Josu Etxezarreta Martinez

Real-time decoding is a fundamental necessity for building fault-tolerant quantum computers. In this work, we introduce decoding with alternating graph sparsification (DAWG), an ensemble based approach that combines Tanner graph sparsification with ensembling belief-propagation (BP) decoders. The DAWG decoder runs BP decoders over the full detector error model Tanner graph for certain iterations to then transfer the posteriors to a sparsified graph in which additional rounds of BP are run. Each of the decoders in the ensemble uses a different transfer matrix to map the posterior information to the sparsified graph. We use the serial schedule for the minimum-sum BP decoders used and, thus, employ Vibe decoding ideas by randomizing the schedules of each of them.
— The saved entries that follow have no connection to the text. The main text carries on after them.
PR #966, opened 2024-09-18
Fixed SonarQube bugs in coreUtilities

AndreKurait:
### Description
Fixed SonarQube bugs in coreUtilities
* Category: Maintenance
* Why these changes are required? Improve maintainability

### Issues Resolved
[MIGRATIONS-2005](https://opensearch.atlassian.net/browse/MIGRATIONS-2005)

### Testing
GHA

### Check List

### DIFF
--- a/coreUtilities/src/main/java/org/opensearch/migrations/tracing/RootOtelContext.java
+++ b/coreUtilities/src/main/java/org/opensearch/migrations/tracing/RootOtelContext.java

The performance of the DAWG decoder is then numerically studied for bivariate bicycle codes and color codes encoded with superdense circuits. Furthermore, we compare compare its performance with other state-of-the-art decoding approaches showing the superiority of our proposal. Importantly, the DAWG decoder shows a similar performance as Relay belief-propagation when combined with an additional post-processor over uncorrelated detector error models. It also shows similar performance as Vibe decoding for superdense color code circuits. Crucially, the post-processors are called a negligible amount of times and an order of magnitude less times than standard Vibe decoding for relevant physical error rates, indicating that the introduced latency by them is not an issue to overcome the backlog problem.